INSTRUCTIONS FOR THE TASK -> Across the lines of the records below, how many have the string "station" in them? Answer with the number alone.

Dataset excerpts

PR #4795, opened 2024-01-02
Replace PVS dictionaries with an array

ElectroJr:
## Description

Currently PVS stores data about what entities have been seen by a player in a per-player `Dictionary<NetEntity, PvsData>`, where `PvsData` is a class. Every tick PVS iterates over all entities visible to a player and has to fetch or add an entry to this dictionary, which (AFAIK) is what PVS spends most of its time doing.

This PR attempts to make that faster by turning the `PvsData` class into a struct, replacing all of the dictionaries with a single array on the pinned object heap, and replacing stored `PvsData` references with an `IntPtr` (i.e., `List<PvsData>` -> `List<IntPtr>`).

Its hard to know exactly what impact this will have on real PVS performance. I've tried running several different benchmarks (see the benchmarking section). In the best case, the new approach is ~3x faster (`2.580ms` down to `0.893ms`), while in the worst case is only 10% faster (`6.123ms` -> `5.499ms`), though as I'll mention in that section, I think arrays are actually still significantly faster in that case as the benchmarks aren't making use of some parallelism.

Assuming this does actually significantly help with performance, and there isn't some major flaw in my implementation, I think its worth doing this despite the additional complexity & unsafe code? The major downside might be that it can use more memory than using dictionaries.

### Memory

The pinned array needs to be pre-allocated and takes 12 bytes per-player per-entity. In SS14, most long-lived entities will get seen (enter PVS range) by most players at least once, so I don't think it even increases memory usage relative to using dictionaries, though other games with lower player densities might require more memory.

For typical SS14 servers the array should take around 60mb (65k ents, 80 players). For OpenDream, paradise station apparently has ~150k entities, which with ~256 players would be ~440 MB. If this PR makes PVS significantly faster, I think it would still be worth it? Though I have no idea if the S14 benchmarks are going to be representative of how it'd affect OD or any game with low player densities.

I'm also not sure if this is actually significant, but using the struct array probably helps with some GC pressure? Previously deleting an entity would orphan each player's PvsData object for that entity (which also requires many dictionary lookups). Now it just has to clear the data in the array.

## Some Details

All of the unsafe/pointer code is confined to PvsSystem, though there is a new internal `IntPtr` field on the metadata component. `PvsSystem` allocates an array on the pinned object heap with some initial player & entity capacity, and it automatically grows the array if the entity or player cap is exceeded. Every player gets assigned a contiguous "row" of data in the array, which is just specified by some offset. Every spawned entity stores an `IntPtr` on their MetaData component pointing to a "column" in the array. If an entity is deleted or a player disconnects, their assigned row/columns are returned to a pool of available rows/columns. The first row / zeroth-player is actually used to store metadata about each entity (`NetEntitty`, vis mask and last modified tick).

Previously, getting data from the dictionary would look like this:

```cs
private bool ProcessEntity(PvsSession session, Entity<MetaDataComponent> entity)
{
    ref var data = ref CollectionsMarshal.GetValueRefOrAddDefault(session.Entities, entity.Comp.NetEntity, out var exists);
    if (!exists)
        data = new(nuid);
    // do stuff
}
```
now the equivalent code uses:
```cs
private unsafe bool ProcessEntity(PvsSession session, Entity<MetaDataComponent> entity)
{
    var ptr = ((PvsData*) entity.Comp.PvsData) + session.Offset;
    ref var data = ref Unsafe.AsRef<PvsData>(ptr);
    // do stuff
}
```

The main complication is that PvsSystem needs to ensure that it doesn't accidentally use old pointers from deleted entities while processing late game-state ack messages. It currently does this by making use of the existing `ForceAckThreshold` by just temporarily storing pointers from deleted entities until we can know for sure that all references to those pointers are gone. Even if that fails somehow, it should only ever modify data within the pinned array, and nothing outside of it. It would just mean that PVS thinks that a player has already seen/acked an entity, which isn't a critical error.

## Benchmarks

In this section I've used the two benchmarks added in space-wizards/space-station-14/pull/23166. One benchmark measures PVS with static viewers & unmodified entities, and one where the players are teleporting around. Only the latter of these actually has entities entering & leaving a player's PVS range, though its also hugely exaggerated because the visible entities will completely change every tick. I've further divided these benchmarks into sub-categories to try and deal with two reasons that the benchmarks might not be representative of "real" results.

Firstly, both the dictionary and arrays seem to benefit from some (possibly) unrealistic cache locality. E.g., for the arrays, the order in which entities are spawned and added to the array is correlated to the order in which entities are initially added to PVS chunks, and thus the order in which they get sent to players. In a real round, entities would move around and some of this correlation is lost, though static entities or grouped entities (mob + internal organs) would continue to benefit from it. So there are two kinds of benchmarks: shuffled and unshuffled, where the latter is basically an extreme case where any correlation / cache locality is gone. For arrays, shuffled just means we randomly assign a "column" in the array to each entity, while for for the dictionary benchmark it means that entities are assigned a random (though still unique) NetEntity. Both of these changes make the benchmarks significantly slower.

A second issues that complicates interpreting the benchmarks is that after #4787, pvs-leave messages are now no longer processed in the main PVS tick, but are instead just running in the background while the rest of the game's tick processing happens. However, for the sake of the benchmarks pvs-leave still gets run synchronously, but there is a fast and slow way of doing this. Either way isn't going to be representative of what a server will really be doing. Additionally, if many entities are leaving a player's PVS view, then the new pvs-leave processing with the array might actually be slower than it was with dictionaries, though overall PVS tick time is still faster with arrays. Given that in a real server this slower part would be running asynchronously, the non-static benchmark is probably underestimating the benefit of moving to arrays.

 
### static, unshuffled, fast pvs-leave 
|     Method | PlayerCount |     Mean |     Error |    StdDev |
|----------- |------------ |---------:|----------:|----------:|
|      Array |          80 | 0.892 ms | 0.0036 ms | 0.0032 ms |
| Dictionary |          80 | 2.580 ms | 0.0135 ms | 0.0127 ms |

### static, shuffled, fast pvs-leave
|     Method | PlayerCount |     Mean |     Error |    StdDev |
|----------- |------------ |---------:|----------:|----------:|
|      Array |          80 | 2.006 ms | 0.0383 ms | 0.0358 ms |
| Dictionary |          80 | 3.465 ms | 0.0103 ms | 0.0086 ms |

### static, shuffled, slow pvs-leave
|     Method | PlayerCount |     Mean |     Error |    StdDev |
|----------- |------------ |---------:|----------:|----------:|
|      Array |          80 | 2.410 ms | 0.0389 ms | 0.0364 ms |
| Dictionary |          80 | 3.805 ms | 0.0127 ms | 0.0119 ms |

###  teleporting, unshuffled, fast pvs-leave
|     Method | PlayerCount |     Mean |     Error |    StdDev |
|----------- |------------ |---------:|----------:|----------:|
|      Array |          80 | 4.483 ms | 0.0798 ms | 0.0746 ms |
| Dictionary |          80 | 5.472 ms | 0.0280 ms | 0.0262 ms |

### array, shuffled, slow pvs-leave
|     Method | PlayerCount |     Mean |     Error |    StdDev |
|----------- |------------ |---------:|----------:|----------:|
|      Array |          80 | 5.499 ms | 0.0237 ms | 0.0198 ms |
| Dictionary |          80 | 6.123 ms | 0.0258 ms | 0.0241 ms |


mirrorcult:
we getting pfives pvsix AND pvseven for christmas

PJB3005:
The link to the benchmarks PR is broken.

Robust.Server/GameStates/PvsSystem.Pointers.cs
```diff
@@ -0,0 +1,454 @@
...
+
+    /// <summary>
+    /// Clear all of this entity' PvsData entries. This effectively means that PVS will act as if no player
+    /// had never been sent information about this entity. Used when returning the entity's pointer back to the pool.
+    /// </summary>
+    [MethodImpl(MethodImplOptions.AggressiveInlining)]
+    private unsafe void ClearEntityPvsData(IntPtr intPtr)
+    {
+        // TODO PVS is there a faster way to do this?
+        // We just need to clear 12-bytes with some fixed stride.
```
moonheart08: If you make this 16 bytes instead, you can use Vector128's set operation to set entity data in one clock. This will additionally avoid cache line overlaps (where a PVS data entry is within two cache lines, incurring additional overhead every few entries.)

moonheart08: I'd doublecheck it actually generates a vectorized store, mind you.

PJB3005: (I'm doing this)

ElectroJr:
I don't fully understand how some of the new memory stuff works, but I trust PJB. Benchmark wise its about the same speed as my pointer stuff. Benchmark results have changed relative to the original PR, but that's probably mainly because ~2 months have gone by and the benchmarks depend on Content maps & code.


Master / Dictionaries :
| Method     | PlayerCount | Mean     | Error     | StdDev    |
|----------- |------------ |---------:|----------:|----------:|
| Static   | 80          | 3.393 ms | 0.0172 ms | 0.0160 ms |
| Teleporting | 80          | 5.096 ms | 0.0275 ms | 0.0257 ms |

Old:
| Method     | PlayerCount | Mean     | Error     | StdDev    |
|----------- |------------ |---------:|----------:|----------:|
| Static   | 80          | 1.283 ms | 0.0058 ms | 0.0051 ms |
| Teleporting | 80          | 4.327 ms | 0.0162 ms | 0.0126 ms |


New memory managment:
| Method     | PlayerCount | Mean     | Error     | StdDev    |
|----------- |------------ |---------:|----------:|----------:|
| Static   | 80          | 1.313 ms | 0.0053 ms | 0.0044 ms |
| Teleporting | 80          | 4.331 ms | 0.0397 ms | 0.0372 ms |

COMPLETED EXERCISE -> 2